# Segmenting CycleAtlanta Users/Trips
This module is for performing k-means clustering using detour rate and/or speed on
cycleatlanta users

In [None]:
#https://keurfonluu.github.io/stochopy/api/optimize.html

from pathlib import Path
from sklearn.cluster import KMeans
import numpy as np
import pandas as pd
import geopandas as gpd
import networkx as nx
from tqdm import tqdm
import json
import pickle

fp = Path.home() / "Documents/GitHub/Impedance-Calibration"

#import matched traces
export_fp = Path.home() / 'Documents/BikewaySimData/Projects/gdot/gps_traces'

with (export_fp/'test_matches.pkl').open('rb') as fh:
    trips_df = pickle.load(fh)


In [None]:
trips_df.columns

In [None]:
#add these earlier in the process
trips_df['detour_pct'] = ((trips_df['length_ft'] - trips_df['shortest_length_ft']) * 100).round(1)

In [None]:
data_fp = Path.home() / 'Documents/ridership_data/CycleAtlantaClean/9-10-16 Trip Lines and Data/raw data'

#%% import trip info
trip = pd.read_csv(data_fp/"trip.csv", header = None)
col_names = ['tripid','userid','trip_type','description','starttime','endtime','notsure']
trip.columns = col_names
trip.drop(columns=['notsure'],inplace=True)

#not sure what to do with the notes yet
#note = pd.read_csv(data_fp/'note.csv',header=None)
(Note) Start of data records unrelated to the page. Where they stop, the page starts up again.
PR #71, opened 2022-04-22
Tests/node update italy

ramirobg94:
Pr with changes to start the nodeupdate,
important files are:

The code to implement is: 
src/state/nodes/sagas/updateNode/methods/index.js

The tests are here:
src/state/nodes/sagas/updateNode/__tests__/index.test.js

### DIFF
--- a/src/state/nodes/sagas/updateNode/__tests__/index.test.js
+++ b/src/state/nodes/sagas/updateNode/__tests__/index.test.js
@@ -1,0 +1,104 @@
+import MockDate from 'mockdate';
+import {expectSaga} from 'redux-saga-test-plan';
+
+import globalInitialState from 'state/initial.state';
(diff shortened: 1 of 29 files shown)


src/state/nodes/sagas/updateNode/methods/index.js
```diff
@@ -0,0 +1,92 @@
+const evalExpression = ({expression, node, record, nodes, nodeDefs}) => {
```
ramirobg94, line 1: this is the important file

src/state/nodes/sagas/updateNode/__tests__/index.test.js
```diff
@@ -0,0 +1,104 @@
+import MockDate from 'mockdate';
```
ramirobg94, line 1: this is the test file

PR #72, opened 2022-04-22
Test/survey

ramirobg94:


src/screens/Surveys/components/Remote/component.js
```diff
@@ -16,6 +16,12 @@ const Remote = ({
 }) => {
   const {loading, error, surveys = []} = surveysHooks.useRemoteSurveys();
 
+  useEffect(() => {
+    if (!loading && surveys.length <= 0) {
```
SteRiccio, line 20: Can the length be < 0? ===0 is enough I think

SteRiccio (approved):

src/screens/Surveys/components/Remote/component.js
ramirobg94: we can change if you want

PR #73, opened 2022-05-04
Feature/form

ramirobg94:


src/screens/ConnectionSettings/screen.js
```diff
@@ -69,14 +69,18 @@ const ConnectionSettings = () => {
...
+        const qrDataParsed = JSON.parse(qrData);
+
+        setFormData(prevData => ({
+          ...prevData,
+          username: qrDataParsed?.username || prevData.username,
+          serverUrl: qrDataParsed?.serverUrl || prevData.serverUrl,
+          password: qrDataParsed?.password || prevData.password,
+        }));
+      } catch (e) {
+        console.log('qrData is not a valid json');
```
SteRiccio, line 82: is there a better logging strategy we can use or put in place?

src/state/sagas.js
```diff
@@ -12,4 +13,5 @@ export default function* rootSaga() {
   yield all([fork(survey)]);
   yield all([fork(records)]);
   yield all([fork(nodes)]);
+  yield all([fork(form)]);
```
SteRiccio, line 16: is it necessary to use yield all even if the array param has only one element?

src/state/surveys/api/api.js
```diff
@@ -8,7 +8,9 @@ const getSurveys = async ({serverUrl}) => {
 
 const getSurveyById = async ({serverUrl, surveyId}) => {
   const {data: survey} = await API({serverUrl}).get({
-    path: `api/survey/${surveyId}`,
+    path: `api/survey/${surveyId}?${new URLSearchParams({
```
SteRiccio, line 11: maybe the parameters could be passed as an object to the API.get method, so the use of URLSearchParams could be moved there...

SteRiccio (approved):

src/screens/ConnectionSettings/screen.js
ramirobg94: Idk maybe console.error

src/state/sagas.js
ramirobg94: I used to initialize in this way maybe we can put togthr

src/state/surveys/api/api.js
ramirobg94: Yep I have to update the internal method to get params

src/screens/ConnectionSettings/screen.js
SteRiccio: maybe the user should be informed in this case, when something went wrong, with a toast or something like this

SteRiccio (approved):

# import user info and filter columns
user = pd.read_csv(data_fp/"user.csv", header=None)
user_col = ['userid','created_date','device','email','age','gender','income','ethnicity','homeZIP','schoolZip','workZip','cyclingfreq','rider_history','rider_type','app_version']
user.columns = user_col
user.drop(columns=['device','app_version','app_version','email'], inplace=True)

# merge trip and users
#join the user information with trip information
trip_and_user = pd.merge(trip,user,on='userid')

In [None]:
#import mapping dictionary
user_data_definitions = json.load(open(fp/'user_data_definition.json'))
for col in set(trip_and_user.columns.tolist()) & set(user_data_definitions.keys()):
    trip_and_user[col] = trip_and_user[col].astype(str)
    trip_and_user[col] = trip_and_user[col].map(user_data_definitions[col])

In [None]:
# replace NAs
trip_and_user.replace(-1,np.nan,inplace=True)
trip_and_user.replace('-1',np.nan,inplace=True)
trip_and_user.replace('no data',np.nan,inplace=True)

In [None]:
trip_and_user.loc[4,'schoolZip']

In [None]:
trip_and_user

In [None]:
trip_and_user.to_pickle(export_fp/'trip_and_user.pkl')

In [None]:

# merge to trips_df
trips_df = trips_df.merge(trip_and_user,on='tripid')
trips_df

In [None]:
#export

In [None]:
#drop trips more than five miles
less_than_five_miles = trips_df['length_ft']<(5*5280)
print(less_than_five_miles.sum())
trips_df = trips_df[less_than_five_miles]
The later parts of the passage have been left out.